▸ Task directions
Please output exactly the part of the records below that opens with the line containing "I'm sure there" and closes with the line containing "This has no", both lines included, and nothing else.

::::

Issue #22702, opened 2017-05-26
progress-bar: When adding labels to non-default height bars, text displays at the top of the bar


davethegr8:
Apologies if this is a duplicate or intentional, I searched but wasn't able to find any matches.

In the latest bootstrap 4 (alpha6), when adding a non-default height to a `.progress-bar`, labels render at the top of the bar. 

For example, taking the basic example from https://v4-alpha.getbootstrap.com/components/progress/#labels and adding a height, the label shows at the top of the bar (I'd guess it should be middle?)

```
<div class="progress">
  <div class="progress-bar" role="progressbar" 
       style="height: 2rem; width: 25%; align-items: center;" 
       aria-valuenow="25" aria-valuemin="0" aria-valuemax="100">25%</div>
</div>
```

![screen shot 2017-05-26 at 10 20 39](https://cloud.githubusercontent.com/assets/55392/26505276/fa66e8ca-41fc-11e7-8740-d41e43eacf57.png)

This could be addressed by adding `display: flex;` and `align-items: center;` to `.progress-bar` but that feels a bit weird to me.

While considering the impacts to other things in these changes, I also noticed that when using multiple bars, non-default heights behave more weirdly:

![screen shot 2017-05-26 at 10 21 26](https://cloud.githubusercontent.com/assets/55392/26505340/3d4c1afc-41fd-11e7-8c0d-5c00a63ae397.png)

Using the flex/center changes makes it a little better, but not by much.

This all seems like a lot of work & headaches, so I'd like to make a small suggestion: change up progress bars so that the height gets set on `.progress`, and `.progress-bar` just has `height: 100%`. With the flexbox changes above, this leads to looking like so:

![screen shot 2017-05-26 at 10 33 09](https://cloud.githubusercontent.com/assets/55392/26505720/b965b656-41fe-11e7-8e88-ae48559275f5.png)

I think this ends up being a bit more flexible and maintainable, but I didn't want to drop a PR over the wall or come in and say "you should do things this way" because I don't know any context about why things are the way they are - I just know what I see and my uninformed assumptions.

Hopefully this helps, and I'll make a PR to detail all the differences just in case.

PR #22703, opened 2017-05-26
Progress bars: center labels vertically and set height on parent .progress

davethegr8:
These changes address the suggestions outlined in #22702

The changes include:

- Setting labels to center vertically: There is no visual difference in the base case, but in cases where the height of the bar is not the default, behaves better.

Before:

screen shot 2017-05-26 at 10 58 37

After: 

screen shot 2017-05-26 at 10 59 22

- Moving where custom heights are set from `.progress-bar` to `.progress`. Again, there is no change in the base case, but on non-default heights it behaves better (more flexible/ maintainable). This is especially useful when using multiple bars.

Before (you have to set them all to be the same height):

```
<div class="progress">
  <div class="progress-bar" style="width: 15%; height: 3rem;">1</div>
  <div class="progress-bar bg-success" style="width: 30%; height: 3rem;">2</div>
  <div class="progress-bar bg-info" style="width: 20%; height: 3rem;">3</div>
</div>
```

After (only one change):

```
<div class="progress" style="height: 3rem;">
  <div class="progress-bar bg-warning" style="width: 15%;">1</div>
  <div class="progress-bar bg-success" style="width: 30%;">2</div>
  <div class="progress-bar bg-info" style="width: 20%;">3</div>
</div>
```

You can still change the heights to be different if you want, but it's less work in the base case.

```
<div class="progress" style="height: 3rem;">
  <div class="progress-bar bg-success" style="width: 30%;">2</div>
  <div class="progress-bar bg-info" style="width: 20%; height: 1rem;">3</div>
</div>
```

screen shot 2017-05-26 at 11 04 49


scss/_progress.scss
```diff
@@ -1,32 +1,37 @@
+// Progress animations
```
mdo: You can drop these newly added comments—they don't add any new context that the code itself doesn't already tell you :).

scss/_progress.scss
```diff
@@ -1,32 +1,37 @@
...
-  @include box-shadow($progress-box-shadow);
 }
 
 .progress-bar {
-  height: $progress-height;
-  line-height: $progress-height;
+  display: flex;
+  align-items: center;
+  justify-content: center;
+  height: 100%;
```
mdo: This isn't necessary as far as I can tell. See https://jsbin.com/wahusavehu/edit?html,css,output.

scss/_progress.scss
```diff
@@ -1,32 +1,37 @@
...
 }
 
+// Basic progress bar
 .progress {
   display: flex;
+  align-items: center;
+  height: $progress-height;
   overflow: hidden; // force rounded corners by cropping it
   font-size: $progress-font-size;
   line-height: $progress-height;
```
mdo: Probably safe to remove this? Or we might need to change the value at least.

mdo (commented):
Thanks for tackling this! Just a couple questions here.

scss/_progress.scss
davethegr8: ah, it looks like align-items is indeed safe to remove, but the height is needed (empty bars will collapse to zero) with no explicit height.

scss/_progress.scss
davethegr8: Great, I'll remove height. :)

scss/_progress.scss
davethegr8: Oh whoops, sorry. I was editing the npm package for testing in my project, and those snuck into the dist scss files.

scss/_progress.scss
mdo: Height is good to stay here, but I meant we can probably remove the `line-height`.

davethegr8: oh, gotcha, removing. (align-items seems to _also_ be safe with having it on the `.progress-bar`)

scss/_progress.scss
```diff
@@ -5,21 +5,19 @@
...
 
 .progress-bar {
-  height: $progress-height;
-  line-height: $progress-height;
+  display: flex;
+  align-items: center;
+  justify-content: center;
   color: $progress-bar-color;
   background-color: $progress-bar-bg;
-  @include transition($progress-bar-transition);
```
tmorehouse: Any particular reason why the transition was removed from progress in this PR?

davethegr8: I don't believe so, probably an oversight on my part.

PR #22705, opened 2017-05-26
Minor: Documentation Copy and Paste error

danrye:
I know this isn't against master, but the error doesn't exist in master.


mdo:
This was just fixed in #22697.

Issue #22699, opened 2017-05-26
[v4] Right aligned dropdown in nav causes horizontal overflow


kedarv:
This issue occurs on all desktop platforms. When you have a right aligned dropdown in the navigation bar, it overflows off the page creating a horizontal scroll and misplaced dropdown.

Demo v4 alpha 6: http://jsbin.com/sozuva/1
Demo v3 (desired behavior): http://jsbin.com/jorobic/1

I'm not sure if this issue is related to #22636

Johann-S:
Currently with the last dist of our v4 code : https://codepen.io/Johann-S/full/Pmgado/

/CC @zalog

Issue #22636, opened 2017-05-17
New dropdown misplaced


danijelGombac:
When i updated to the new dropdown v-4-dev , dropdown-right is misplaced.

https://codepen.io/danijelGombac/pen/eWLmOK

FezVrasta:
`.dropdown-menu-right` defines `left: auto !important; right: 0`, this breaks the inline style applied by Popper.js.

cc @Johann-S

Johann-S:
I don't see any `.dropdown-menu-right` here @FezVrasta but yes I'll have to find a better way to do this instead of add `!important` any ideas ? 

but yes @danijelGombac the dropdown is misplaced

FezVrasta:
I can't always get that class applied, I'm not sure how it works. By the way I think that if you upgrade to 1.9.4 one of the bugs will go. But the problem with the `.dropdown-menu-right` must be solved Bootstrap side.

Johann-S:
`.dropdown-menu-right` is applied manually so if it's not present in the HTML this class isn't applied.

Yes I agreed about `.dropdown-menu-right` must be solved on Bootstrap side but I just asked if you have any ideas how to fix it 😄

danijelGombac:
Hy,

i try to update the pen with the new code and i don't see any difference. When i add min-width to dropdown is worse.

https://codepen.io/danijelGombac/pen/eWLmOK

 I'm doing something wrong?

Johann-S:
In the previous version of you CodePen you didn't use `.dropdown-menu-right` and `.dropdown-menu-large` if you remove those class they are no issue. But you find a new one, so can you open a new issue please

im-bilaljafri:
Hi, I've an issue with drop-down menu. It goes under the navigation bar and hide half.
Do you guys have any idea or solution?

julien-deramond:
@im-bilaljafri This issue is closed, please create [a new discussion](https://github.com/orgs/twbs/discussions/new/choose) if you need help from the Bootstrap community describing precisely your problem.

PR #22707, opened 2017-05-26
fix(css): .dropdown-menu-right positioning

zalog:
This is a fix for placing `.dropdown-menu-right` on the right position for `.navbar` and override Popper.js.

Problem: http://output.jsbin.com/sozuva/1
This PR: https://codepen.io/zalog/pen/BREOMv

cc #22636, #22640, #22699

### DIFF
--- a/scss/_navbar.scss
+++ b/scss/_navbar.scss
@@ -162,6 +162,11 @@
             top: 100% !important;
           }
 
+          .dropdown-menu-right {
+            right: 0;
+            left: auto !important;
+          }
+
           .nav-link {
             padding-right: .5rem;
             padding-left: .5rem;


mdo:
I don't understand what this fixes exactly. The problem link here has no `.dropdown-menu-right` on the `.dropdown-menu`, and you shouldn't need any additional styles to override that since our navbar uses static positioning for dropdowns in narrower viewports.

Johann-S:
The jsbin use Tether and is outdated.
With our last dist file this is what we get : https://codepen.io/Johann-S/full/Pmgado/

zalog:
Click on "Dropdown link", the bug is still there.
Please take a look on my pens:
before: https://codepen.io/zalog/pen/pPmzaE
after: https://codepen.io/zalog/pen/BREOMv

css is generated local: `npm run css-compile` & `npm run css-prefix`
js files loaded from cdnjs & rawgit

Johann-S:
Yes it fixed the issue but on the last `navbar` for me static position should be applied only for narrower viewports.

zalog:
That's a navbar that always collapse, a mobile style. I think the default behaviour for `.dropdown-menu` should open static on all the viewports sizes.
I belive it's much [cleaner this way](https://github.com/twbs/bootstrap/pull/22644#discussion_r117102469).

Or perhaps we find a way to get popper.js manage this, but I think we don't want all this mess on js.

I don't like override popper.js or use `!important` eighter... 

@mdo, have some thoughts?

mdo:
Ugh, yeah, we should work with the Popper team to get some better support for controlling the styles here. Having all these overrides kinda sucks. Ideally, instead of `position: absolute; transform: translate3d(0px, 38px, 0px); top: 0px; left: 0px; will-change: transform;` on every default dropdown, we apply as little as possible. There's no need for any of these given our CSS.

I'm unsure how best to rectify this in short order though.

Johann-S:
Maybe @FezVrasta have some ideas how we can handle that in a short term

FezVrasta:
Hey, Popper.js "team" here (😂).

If you want to make Popper.js apply only some specific styles you can inject a modifier before the applyStyle one and strip any unwanted properties from the styles object.

But in my opinion you should override the applyStyles modifier all together and create one that reads the class applied to the popper element and applies the needed styles accordingly

Johann-S:
I will try to be a bit more precise : 
- For me here they are no problem of positionning by Popper.js
- The problem is present on the first two navbars because of those lines : [_navbar.scss#L79-L82](https://github.com/twbs/bootstrap/blob/v4-dev/scss/_navbar.scss#L79-L82) and [_navbar.scss#L160-L162](https://github.com/twbs/bootstrap/blob/v4-dev/scss/_navbar.scss#L160-L162). Without those lines they are no problem of positionning
- What I currently don't understand is on those lines  [_navbar.scss#L79-L82](https://github.com/twbs/bootstrap/blob/v4-dev/scss/_navbar.scss#L79-L82) we add a `static` position without taking into account : it's for all the different viewports. 
When I track the history of this file (`_navbar.scss`) we can see (https://github.com/twbs/bootstrap/commit/ba2352c14ee1524a44e26f3b2393d4ed3195d99f#diff-df1f74faf207a474f1d78c86393221c8) they were only on css rule where position were `static` and it was in a certain breakpoint and not for all the viewports/breakpoints 🤔 

Maybe someone can help me to understand why now it's needed to have a `static` position for all the viewports/breakpoint and before it wasn't the case and they wasn't any issues about that.

Johann-S:
I made a commit (see : https://github.com/twbs/bootstrap/commit/ca60fe4f23581d62b69b2d040bbd6aa5afd7ade6) which reset Popper.js styles for Dropdowns in Navbar.
I don't know if it's the best solution but it fix our issue.

I post that here because I hope some feedbacks or ideas

zalog:
We have now 2 ways of fixing this:
- this PR #22707 - the css way with `!important`
- Johann's [branch](https://github.com/twbs/bootstrap/compare/v4-dropdown-navbar) with some optimisations #22776 

In my opinion we shoud step the Johann way :)

Johann-S:
Superseded by #22782

PR #22709, opened 2017-05-27
Add `docs-clean` task to watch scripts

mdo:
Without this, the CSS and JS files don't get copied over to the `docs/dist/` folder during development. I imagine we can simplify this and not run it twice, and instead run it once? Unsure.

/cc @johann-s


Johann-S (approved):
LGTM 👍 

I don't see any way to do that in an easy way.
In an other way we can create a `watch.js` node script which use nodemon and can order tasks

PR #22716, opened 2017-05-29
Docs redesign

mdo:
Been derping around on this one for awhile now. Finally feeling good about it to open the PR.

- [x] Figure out a way to do Docsearch locally?
- [x] Move the docs to a subfolder in preparation of the beta?
- [ ] Redesign homepage
- [x] Copy masthead button styles to navbar download button
- [x] `target="_blank"` on social links in navbar
- [ ] Update examples page
- [ ] Redesign footer

screen shot 2017-05-27 at 9 40 35 pm

PR #22717, opened 2017-05-29
Rearrange all the docs to allow for a docs/major.minor/ setup

mdo:
This PR rearranges almost all of the `docs/` folder to better allow us to group actual documentation at `getbootstrap.com/docs/4.0/`. It builds on #22716 and would merge into that branch if accepted. The best way to take in the changes is to [browse the branch](https://github.com/twbs/bootstrap/tree/docs-rearrange).

Given the size of the diff, here's what's changed.

- The Jekyll `source` is no longer `docs`—it's the entire project.

- All the existing docs pages, minus the home page and about section are in `docs/4.0/`.

- The `docs/4.0/` folder will be renamed (via `git mv`) with each minor/major release. Deploying these changes to our production site is a manual copy-pasta dance, so we'll never lose old versions of the core docs.

- We no longer have two `dist` directories. Previously, we had one in the root and one more duplicated via npm script in `docs/` because Jekyll couldn't read from outside the `source` directory. This is the bulk of those 15,000 lines deleted.

- Moves some root dot files around. The `.github` is new and contains the contributing guidelines and issue template. The `build` directory contains the `.htmllintrc` and `.htmlhintrc` files.

- There are a ton more files and folders in our root directory. Not great, but not the end of the world to shave some code from the project.

I have no idea if this is the right approach, but it works for now. If this ends up shipping, we'll need to tackle a few more todos:

- [x] Update all URLs within docs pages
- ~~Update links to contributing docs and issue template.~~ This will be done at launch.
- [x] Look into consolidating more root directory files elsewhere (travis, hound, bable)
- [x] Verify we need all these package manager files (sache.json, package.js, composer.json, etc)
- [x] Consider nuking root changelog.md since we don't use it.
- [x] Figure out if htmllint and htmlhint are both needed (real talk this messed with me a ton)

Gimme your thoughts—is there a better way?


tomscholz:
Over Dogfalo/materialize we are (still) using jade and also have the docs in the root folder. In my opinion this is really messy. I always loved bootstrap for it's clean and simple folder structure. Put docs inside `docs/` is just my favorite way to handle docs.

> There are a ton more files and folders in our root directory. Not great, but not the end of the world to shave some code from the project.

Putting these files in the root will IMO confuse the users. Not everyone even knows what jekyll is and what it does.

I currently don't have a better solution but I still wanted to give some feedback ;) 

Best wishes from Hamburg

mdo:
@tomscholz Yeah, I've had the same opinion for awhile now. Here's what's run through my head while working on this the last few days (and years honestly):

- Separate the docs from the CSS/JS. Not feasible; it'd be a pain to develop any of the source code.

- Separate the docs _site_ from the main repo. Also not the best given we'd have to copy-pasta (or abstract) some elements of the site into the docs, and back and forth.

- Keep everything in `docs`, and deal with a weird nested docs directory and duplicate `dist` directory within that. Adds 15,000 lines of code (whoa now) and an extra script (eh, not a big deal), but woof that nested directory would be confusing as hell.

- Keep it altogether and deal with a funky directory structure. It's not as clean, but it's _straightforward_, and that's what I want as much as possible throughout Bootstrap.

I'm sure there are other options too, but I think this one is the best right now.

tomscholz:
Then the _funky directory structure_ it should be! ;)

mdo:
This has no merged into #22716! Consolidating work over there to finish that PR out next.

PR #22722, opened 2017-05-31
V4 Rename `$card-link-hover-color` to `$card-inverse-link-hover-color`

pat270:
I think `$card-inverse-link-hover-color` is a better description of what this variable does.


mdo:
Thanks!

PR #24660, opened 2017-11-03
WIP: Simplifies and improves table backgrounds

### LINKED ISSUE #24529: Inconsistant .table-active color

I would simply use:
> .table-active

andresgalante:
This PR is needs more clean up and better organization, but bare with me.

The way we use selectors for background on tables doesn't allow to have a different colors within a row, for example:
```html
    <tr class="table-danger">
        <th scope="row">9</th>
        <td>Column content</td>
        <td class="table-warning">Column content</td>
        <td>Column content</td>
      </tr>
```
It also doesn't allow to mark something as active like this:
```html
      <tr class="table-danger">
        <th scope="row">9</th>
        <td>Column content</td>
        <td class="table-active">Column content</td>
        <td>Column content</td>
      </tr>
```
or to mark something as active within an active row like this:
```html
      <tr class="table-active">
        <th scope="row">9</th>
        <td>Column content</td>
        <td class="table-active">Column content</td>
        <td>Column content</td>
      </tr>
```
... and it produces issues like the one described on #24529

By simplifying the selectors it resolves it and I don't see conflicts with nested tables or `.table-striped`. I tried to digg up the history of this selector but I couldn't find the root.

@mdo @XhmikosR Can you please point me out what I am missing so I can continue with this PR?

Thanks a lot!

This is a WIP but when it's done it will close #24529


XhmikosR:
I'm definitely in favor of this, but I always thought there was some specificity reason that led to the current solution. Only @mdo can confirm :)

mdo:
I think the move from Less to Sass is what broke these selectors. I can't recall any other background on why it's coded the way it is, so I'm definitely open to changing it.

mdo:
Ah, just read the deleted comment again—these don't work with `.table-striped` now.

screen shot 2017-11-06 at 2 02 47 pm

andresgalante:
@mdo right! I'll work on it

andresgalante:
@mdo This is a horrible solution, but it fixes the problem.

At the moment a stripe table will overide active states:
screen shot 2017-11-07 at 12 11 15 pm

And it has all the problems described above.

This horrible selector is needed to get our way around tables when `table-stripe` is on.

@XhmikosR @mdo can you please take another spin on this one and see what I am missing, or if we can improve the selector

scss/_tables.scss
```diff
@@ -70,6 +70,13 @@
 .table-striped {
   tbody tr:nth-of-type(odd) {
     background-color: $table-accent-bg;
+    /* stylelint-disable */
```
XhmikosR: @andresgalante: please be more explicit with what you disable here.

scss/_tables.scss
```diff
@@ -139,6 +144,13 @@
   &.table-striped {
     tbody tr:nth-of-type(odd) {
       background-color: $table-dark-accent-bg;
+      /* stylelint-disable */
```
XhmikosR: ...and here.

mdo:
Quick update from me—I've been trying to look into this here and there to see what else can be done with our selectors. Still trying, but not a top priority for me or block to v4 stable right now.

mdo:
Closing as stale and as something to revisit in v5.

::::

▸ Task output
I'm sure there are other options too, but I think this one is the best right now.

tomscholz:
Then the _funky directory structure_ it should be! ;)

mdo:
This has no merged into #22716! Consolidating work over there to finish that PR out next.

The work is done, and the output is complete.